Data records>
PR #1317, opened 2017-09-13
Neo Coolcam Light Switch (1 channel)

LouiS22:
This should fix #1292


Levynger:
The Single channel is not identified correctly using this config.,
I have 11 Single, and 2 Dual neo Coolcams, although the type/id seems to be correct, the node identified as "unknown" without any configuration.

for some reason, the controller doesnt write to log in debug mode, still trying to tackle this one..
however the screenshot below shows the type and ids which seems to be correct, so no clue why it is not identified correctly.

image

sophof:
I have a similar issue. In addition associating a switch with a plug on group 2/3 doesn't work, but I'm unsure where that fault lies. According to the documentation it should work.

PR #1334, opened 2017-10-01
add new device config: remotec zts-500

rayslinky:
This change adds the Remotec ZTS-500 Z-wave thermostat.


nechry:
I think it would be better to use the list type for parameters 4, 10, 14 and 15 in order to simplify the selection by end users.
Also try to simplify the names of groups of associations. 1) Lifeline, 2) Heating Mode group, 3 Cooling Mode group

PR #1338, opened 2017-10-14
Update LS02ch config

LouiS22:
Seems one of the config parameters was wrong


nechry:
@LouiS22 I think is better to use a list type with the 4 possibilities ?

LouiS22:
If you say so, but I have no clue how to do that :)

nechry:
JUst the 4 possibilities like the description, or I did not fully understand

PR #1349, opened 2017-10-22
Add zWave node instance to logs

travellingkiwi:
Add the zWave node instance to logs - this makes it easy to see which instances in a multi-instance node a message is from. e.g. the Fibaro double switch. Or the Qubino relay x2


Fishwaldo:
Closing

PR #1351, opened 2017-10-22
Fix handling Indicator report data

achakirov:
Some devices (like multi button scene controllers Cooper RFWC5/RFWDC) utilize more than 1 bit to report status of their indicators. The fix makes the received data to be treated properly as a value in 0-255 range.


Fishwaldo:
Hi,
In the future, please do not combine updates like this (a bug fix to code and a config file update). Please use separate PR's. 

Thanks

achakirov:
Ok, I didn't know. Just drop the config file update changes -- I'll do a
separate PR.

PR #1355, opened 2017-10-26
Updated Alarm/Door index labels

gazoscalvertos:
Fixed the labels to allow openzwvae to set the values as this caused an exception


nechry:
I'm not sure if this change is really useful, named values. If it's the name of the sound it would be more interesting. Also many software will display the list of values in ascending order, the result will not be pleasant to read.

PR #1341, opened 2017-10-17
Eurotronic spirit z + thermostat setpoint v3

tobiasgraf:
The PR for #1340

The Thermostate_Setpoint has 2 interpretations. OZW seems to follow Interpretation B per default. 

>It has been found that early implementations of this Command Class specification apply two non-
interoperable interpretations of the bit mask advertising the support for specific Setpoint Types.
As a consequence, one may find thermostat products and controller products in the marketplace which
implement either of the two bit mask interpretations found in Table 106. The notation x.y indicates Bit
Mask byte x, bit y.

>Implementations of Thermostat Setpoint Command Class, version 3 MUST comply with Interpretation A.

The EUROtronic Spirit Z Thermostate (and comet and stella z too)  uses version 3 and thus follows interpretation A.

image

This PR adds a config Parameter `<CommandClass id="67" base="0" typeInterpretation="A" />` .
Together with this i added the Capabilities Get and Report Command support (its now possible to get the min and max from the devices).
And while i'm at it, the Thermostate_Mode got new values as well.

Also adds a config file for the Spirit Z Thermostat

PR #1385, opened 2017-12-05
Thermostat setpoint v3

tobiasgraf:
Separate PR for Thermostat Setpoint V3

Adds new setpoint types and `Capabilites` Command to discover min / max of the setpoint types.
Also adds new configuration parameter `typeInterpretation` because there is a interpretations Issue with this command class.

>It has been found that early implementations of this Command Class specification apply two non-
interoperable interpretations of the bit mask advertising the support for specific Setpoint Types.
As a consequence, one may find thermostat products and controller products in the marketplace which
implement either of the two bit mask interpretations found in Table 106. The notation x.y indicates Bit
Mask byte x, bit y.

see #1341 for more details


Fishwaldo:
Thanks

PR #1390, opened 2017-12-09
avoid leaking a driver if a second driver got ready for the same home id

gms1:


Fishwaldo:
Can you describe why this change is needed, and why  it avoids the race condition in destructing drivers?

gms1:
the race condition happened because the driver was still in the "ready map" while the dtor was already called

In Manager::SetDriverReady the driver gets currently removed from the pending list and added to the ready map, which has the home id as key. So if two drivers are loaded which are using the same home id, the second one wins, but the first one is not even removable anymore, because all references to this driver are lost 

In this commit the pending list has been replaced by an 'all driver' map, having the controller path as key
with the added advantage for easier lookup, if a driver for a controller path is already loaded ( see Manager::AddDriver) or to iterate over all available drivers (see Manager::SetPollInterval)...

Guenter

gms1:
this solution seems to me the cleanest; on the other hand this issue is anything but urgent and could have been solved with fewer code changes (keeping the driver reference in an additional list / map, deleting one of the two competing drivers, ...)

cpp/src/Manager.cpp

...

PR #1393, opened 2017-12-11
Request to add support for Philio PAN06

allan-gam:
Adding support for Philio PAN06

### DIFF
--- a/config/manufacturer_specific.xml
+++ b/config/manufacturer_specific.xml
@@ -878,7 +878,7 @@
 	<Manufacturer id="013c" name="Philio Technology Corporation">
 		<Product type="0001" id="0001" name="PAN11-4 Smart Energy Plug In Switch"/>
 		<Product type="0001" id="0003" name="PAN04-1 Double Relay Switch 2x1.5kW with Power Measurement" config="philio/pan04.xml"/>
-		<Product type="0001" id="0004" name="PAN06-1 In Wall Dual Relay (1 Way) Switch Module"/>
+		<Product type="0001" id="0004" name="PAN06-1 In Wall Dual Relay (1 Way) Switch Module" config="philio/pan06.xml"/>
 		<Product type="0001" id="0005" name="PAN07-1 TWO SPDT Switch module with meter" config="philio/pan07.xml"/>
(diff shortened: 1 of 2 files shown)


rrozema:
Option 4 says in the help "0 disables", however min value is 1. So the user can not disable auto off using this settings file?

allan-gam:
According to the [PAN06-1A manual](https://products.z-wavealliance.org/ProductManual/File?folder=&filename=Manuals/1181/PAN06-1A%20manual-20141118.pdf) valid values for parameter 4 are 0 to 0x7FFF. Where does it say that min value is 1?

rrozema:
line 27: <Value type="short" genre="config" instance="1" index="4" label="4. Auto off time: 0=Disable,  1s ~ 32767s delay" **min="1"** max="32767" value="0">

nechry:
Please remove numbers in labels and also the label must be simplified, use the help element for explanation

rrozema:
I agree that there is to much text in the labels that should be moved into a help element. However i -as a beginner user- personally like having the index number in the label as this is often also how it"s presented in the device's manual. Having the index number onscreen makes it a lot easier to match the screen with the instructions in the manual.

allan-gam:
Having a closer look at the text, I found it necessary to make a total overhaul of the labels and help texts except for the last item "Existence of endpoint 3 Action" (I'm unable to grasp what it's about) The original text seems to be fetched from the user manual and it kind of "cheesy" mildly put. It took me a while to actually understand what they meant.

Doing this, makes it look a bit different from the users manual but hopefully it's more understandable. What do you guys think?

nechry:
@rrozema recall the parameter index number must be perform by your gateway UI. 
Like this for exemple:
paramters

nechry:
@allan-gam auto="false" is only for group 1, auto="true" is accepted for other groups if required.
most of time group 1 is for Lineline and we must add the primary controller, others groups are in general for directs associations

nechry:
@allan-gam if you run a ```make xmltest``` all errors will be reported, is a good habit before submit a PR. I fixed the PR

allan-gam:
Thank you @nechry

---

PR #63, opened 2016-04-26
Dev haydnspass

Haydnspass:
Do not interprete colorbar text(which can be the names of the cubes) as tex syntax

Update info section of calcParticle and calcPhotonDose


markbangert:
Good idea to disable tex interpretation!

Task requirements> In the data above, how many lines carry the string "pending"? Only the number should be given.

Result of this exercise> 2